→ **THE TASK**:
Could you copy every record exactly as it appears?
[Opening PROVIDED DATA section]
PR #4950, opened 2022-03-11
SPPA - Removed unnecessary LB override from page display.

pyrello:
It looks like this change got added during the update to 9.3.x, but it is not actually necessary.

# How to test

Code review is sufficient.


joewhitsitt (approved):
Reviewed, not tested

PR #4951, opened 2022-03-11
HOTFIX - fixed existing blocks with grid settings

### LINKED ISSUE #4949: Some events blocks are requiring a grid selection due to the recent layout builder styles update
# Problem

On https://education.uiowa.edu/student-experience/baker-teacher-leader-center/upcoming-btlc-events:

The layout builder group for grid columns is showing `-select-` on https://education.uiowa.edu/student-experience/baker-teacher-leader-center/upcoming-btlc-events:

Screen Shot 2022-03-11 at 9 23 26 AM

If you create a new events block the settings look like:

Screen Shot 2022-03-11 at 9 23 41 AM

joewhitsitt:
Resolves https://github.com/uiowa/uiowa/issues/4949

# How to Test

- Sync a bunch of sites to test an update hook that runs on the following blocks:
  - 'inline_block:uiowa_articles'
  - 'inline_block:uiowa_events'
  - 'inline_block:uiowa_people'
  - 'inline_block:uiowa_aggregator'
  - 'views_block:article_list_block-list_article'
  - 'views_block:people_list_block-list_card'
- There should be no update errors.
- Additionally you should be able to go into an existing block that is displaying as a list, change it to grid and see that the 3-column option is set. Switch back to list and save the block. The markup should not include the 3-column class.
- On a new block with grid display option, see that the 3-column option is set and that there is not an empty option.
- You should be able to save and re-save blocks and get the expected display settings regardless of what you choose.


bspeare:
I can test this.

bspeare:
`The markup should not include the 3-column class.`

Is this new?  I think the 3-column `grid--threecol--33-34-33` class has always been appearing on blocks no matter the selection.

joewhitsitt:
Basically, we moved where it was getting unset

We had submit code that was unsetting it:
```
// Unset grid options if list format is selected.
  $display_option = $form_state->getValue('layout_builder_style_list_format');
  if (isset($display_option) && $display_option == 'list_format_list') {
    $form_state->setValue('layout_builder_style_grid_columns', '');
  }
```

To keep that but get rid of the empty option and keep it required, we wanted to store the value, but unset before render:
```
// Unset grid_columns classes if display as list.
  if (isset($variables['elements']['#attributes']['class'])) {
    $is_list = array_search('inner--list', $variables['elements']['#attributes']['class']);
    if ($is_list) {
      foreach ($variables['elements']['#attributes']['class'] as $key => $style) {
        if (str_starts_with($style, 'grid--')) {
          unset($variables['elements']['#attributes']['class'][$key]);
        }
      }
    }
  }
```

bspeare:
OK, I'm still seeing `views-element-container inner--list grid--threecol--33-34-33 contextual-region block block-views block-views-blockarticle-list-block-list-article` as the classes on a block set to be a list.   Is that correct?

joewhitsitt:
Shouldn't be... After save? Taking a look.

joewhitsitt:
I wonder if this is listblock specific. Doesn't seem to be affecting it, but probably something we want to clean up for consistency.

bspeare:
Yes, I added CSS a while ago to make the blocks work with the class.  Should I make a follow-up issue for this?

joewhitsitt:
If this PR fixes the immediate problem, I'd say a follow-up issue would be good.

bspeare (approved):
Tested on education, admissions, and sandbox and it fixed the issues I noticed on the prod sites!

joewhitsitt:
Thanks for the quick review!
[Closing PROVIDED DATA section]
→ **SOLUTION BELOW**:
PR #4950, opened 2022-03-11
SPPA - Removed unnecessary LB override from page display.

pyrello:
It looks like this change got added during the update to 9.3.x, but it is not actually necessary.

# How to test

Code review is sufficient.


joewhitsitt (approved):
Reviewed, not tested

PR #4951, opened 2022-03-11
HOTFIX - fixed existing blocks with grid settings

### LINKED ISSUE #4949: Some events blocks are requiring a grid selection due to the recent layout builder styles update
# Problem

On https://education.uiowa.edu/student-experience/baker-teacher-leader-center/upcoming-btlc-events:

The layout builder group for grid columns is showing `-select-` on https://education.uiowa.edu/student-experience/baker-teacher-leader-center/upcoming-btlc-events:

Screen Shot 2022-03-11 at 9 23 26 AM

If you create a new events block the settings look like:

Screen Shot 2022-03-11 at 9 23 41 AM

joewhitsitt:
Resolves https://github.com/uiowa/uiowa/issues/4949

# How to Test

- Sync a bunch of sites to test an update hook that runs on the following blocks:
  - 'inline_block:uiowa_articles'
  - 'inline_block:uiowa_events'
  - 'inline_block:uiowa_people'
  - 'inline_block:uiowa_aggregator'
  - 'views_block:article_list_block-list_article'
  - 'views_block:people_list_block-list_card'
- There should be no update errors.
- Additionally you should be able to go into an existing block that is displaying as a list, change it to grid and see that the 3-column option is set. Switch back to list and save the block. The markup should not include the 3-column class.
- On a new block with grid display option, see that the 3-column option is set and that there is not an empty option.
- You should be able to save and re-save blocks and get the expected display settings regardless of what you choose.


bspeare:
I can test this.

bspeare:
`The markup should not include the 3-column class.`

Is this new?  I think the 3-column `grid--threecol--33-34-33` class has always been appearing on blocks no matter the selection.

joewhitsitt:
Basically, we moved where it was getting unset

We had submit code that was unsetting it:
```
// Unset grid options if list format is selected.
  $display_option = $form_state->getValue('layout_builder_style_list_format');
  if (isset($display_option) && $display_option == 'list_format_list') {
    $form_state->setValue('layout_builder_style_grid_columns', '');
  }
```

To keep that but get rid of the empty option and keep it required, we wanted to store the value, but unset before render:
```
// Unset grid_columns classes if display as list.
  if (isset($variables['elements']['#attributes']['class'])) {
    $is_list = array_search('inner--list', $variables['elements']['#attributes']['class']);
    if ($is_list) {
      foreach ($variables['elements']['#attributes']['class'] as $key => $style) {
        if (str_starts_with($style, 'grid--')) {
          unset($variables['elements']['#attributes']['class'][$key]);
        }
      }
    }
  }
```

bspeare:
OK, I'm still seeing `views-element-container inner--list grid--threecol--33-34-33 contextual-region block block-views block-views-blockarticle-list-block-list-article` as the classes on a block set to be a list.   Is that correct?

joewhitsitt:
Shouldn't be... After save? Taking a look.

joewhitsitt:
I wonder if this is listblock specific. Doesn't seem to be affecting it, but probably something we want to clean up for consistency.

bspeare:
Yes, I added CSS a while ago to make the blocks work with the class.  Should I make a follow-up issue for this?

joewhitsitt:
If this PR fixes the immediate problem, I'd say a follow-up issue would be good.

bspeare (approved):
Tested on education, admissions, and sandbox and it fixed the issues I noticed on the prod sites!

joewhitsitt:
Thanks for the quick review!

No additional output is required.